You would need to build SvAnna from sources, as described in the docs here with a little difference. You would need to switch the branch before building (see the extra line below).
So, something like this should work:
git clone https://github.com/TheJacksonLaboratory/SvAnna
cd SvAnna
git checkout report-unfiltered-variants-in-html && git pull # <-- the extra line
./mvnw package
After the build, you should get a distribution ZIP in the svanna-cli/target
folder which you can use to see if the problem persists. I expect that the patched code will place more most of the Low alt allele count
variants into Pass
.
Regarding the other issues - by default, issues with weird variants or genes are logged and the variants are ignored, in order to finish the analysis. It's hard to know how serious these issues are without additional context. Please let me know if you suspect something odd is going on.

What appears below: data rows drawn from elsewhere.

PR #5675, opened 2025-08-28
[Type] Vec: Phase out ctor/assignment from pointers and Vec of different sizes/types

fredroy:
Why:
- from raw C-pointers: no way to know bounds so super prone to error/crash at runtime, and quite undetectable at compile-time (some recent compilers can catch those by the way)
- from other Vec: mostly to remove all this implicit calls. I guess it was done to not care about Vec1/Vec2/Vec3 while writing templated code but it is very shadowy and is also prone to errors. Even if the compiler can catch and raises some *warnings* at compile-time, we all know nobody read the warnings... (more on that later)

So this PR:
- deprecate the aforementioned ctor/assignments methods
- add one function to explicitly convert any Vec to an other Vec
- add one other utility function to explictly convert to Vec3 because this is the most used case for converting Vecs
- apply on the sofa repo codebase
- also tried to replace some copies with RVO assignments but I guess it depends of the compiler/optimization levels

EDIT: all functions now have 1 input and return the output (no ref involved), and we can specify the value to add in case the output vector is bigger. And units tests have been introduced


fredroy:

fredroy:

bakpaul (approved):

alxbilger (changes requested):
I am a bit annoyed that you have two types of conversion functions. One takes 1 parameter, and the other takes 2, while they have similar names.

My opinion is to change `toVecN` to accept only the input. The output is returned by the function. You would need to change the order of the template parameters (see `ToVecN2` in the benchmark).

Note that I benchmarked your implementation compared to another implementation without loops. The no-loop implementation is faster in `-o1` but has similar results in `-o3`. Since your implementation is clearer, I suggest to keep it.
https://quick-bench.com/q/W_qliO7wlKysiPO8n6YzaByqJU8

fredroy:
> I am a bit annoyed that you have two types of conversion functions. One takes 1 parameter, and the other takes 2, while they have similar names.

I knew you would react on this 😅 

> 
> My opinion is to change `toVecN` to accept only the input. The output is returned by the function. You would need to change the order of the template parameters (see `ToVecN2` in the benchmark).

I am just a bit annoyed (and thats why I did the 2 input versions) that we need to explicit the template while calling.
But in the other hand, maybe it is better to explicitly define what we want 🤔 
(and I did not see any ToVecN2 in the benches ❓ )

> 
> Note that I benchmarked your implementation compared to another implementation without loops. The no-loop implementation is faster in `-o1` but has similar results in `-o3`. Since your implementation is clearer, I suggest to keep it. https://quick-bench.com/q/W_qliO7wlKysiPO8n6YzaByqJU8

👍 

According to your bench, gcc is twice faster (with O3) with the current implementation so yes I guess we should keep it 😅 
https://quick-bench.com/q/y7v3jWuukS3gOtAEyQqvHE3HlTk

alxbilger:
@fredroy The bench I shared is not the one I wanted to share 😅 
Anyway, I approve like it is.

alxbilger (approved):

PR #5683, opened 2025-09-03
[CImgPlugin] Fix configuration when cmake is reloaded without the fetched dir

bakpaul:
A "random" CMake configuration failure was happening on the CI. This actually wasn't as random as felt: it only happened after a rebuild, without forcing full build. 

This is because when a rebuild without force full build is done, the CMakeCache stays but CI scripts delete the directory `${BUILD_DIR}/external_directories` for some reason. This lead to internal cached data (namely `CIMG_H_DIR` and `CIMG_PLUGINS_H_DIR`) pointing to deleted paths.  

This is an expected behavior, find_path caching those variable for future reloading. But we were in a special case where those paths were getting deleted in between... 

Now if the variables are cached I verify that they are still holding files as expected otherwise I unset them, forcing find_path to actually find the paths. 

### DIFF
--- a/applications/plugins/CImgPlugin/cmake/FindCImg.cmake
+++ b/applications/plugins/CImgPlugin/cmake/FindCImg.cmake
@@ -37,6 +37,13 @@ The following cache variables may also be set:
 
 cmake_minimum_required(VERSION 3.9)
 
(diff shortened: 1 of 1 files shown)


fredroy:
let's test the rebuild then...
[ci-build]

fredroy (approved):

PR #3113, opened 2021-07-28
RVV optimized PReLU

thelastlin:
RVV optimized PReLU, with fp16 support


nihui:

PR #3114, opened 2021-07-28
Add unittest and RVV optimized for  SELU

thelastlin:


nihui:

PR #3164, opened 2021-08-11
Update RK3328 CPU benchmark

Liuyufanlyf:


nihui:

dichild:
Thanks a lot!!!   I also try  building  ncnn on R2S, but failed with a libc problem. What firmware did you use? It would be great if you share some infos about the build process or the system.

Liuyufanlyf:
> Thanks a lot!!! I also try building ncnn on R2S, but failed with a libc problem. What firmware did you use? It would be great if you share some infos about the build process or the system.

Well, I just cloned the latest code in branch master and followed "how to build" in the wiki to build the project. It took more than 30 minutes but finally succeeded. I'm using Armbian focal, maybe you are using a different OS.

PR #3172, opened 2021-08-13
Update Khadas Vim3 benchmark(add yolox model)

FeiGeChuanShu:


nihui:

PR #3214, opened 2021-09-09
fix hardswish test beta param

zhiliu6:


nihui:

Thanks Daniel! We are now able to annotate and prioritize the PAV VCFs with SvAnna using the updated code in the report-unfiltered-variants-in-html
branch.
Hi there, thanks for developing such an easy to use tool. We would like to run SvAnna with VCF outputs from PAV. It seems that SvAnna is truncating the vcfs in a way that is not obvious. We are running SvAnna 1.0.3 with PAV 2.2.4 (also developed at JAX).
We've tried a variety of PAV VCFs, and the SvAnna error is consistent among them. We get the following error:
For every VCF generated with PAV, SvAnna will stop reading the file at a line that it reports to not have enough columns. In all cases, the line it fails to read does contain the same number of columns, in the same format, as every other line.
Any help you can offer to trouble shoot this error would be greatly appreciated! Thanks for your time.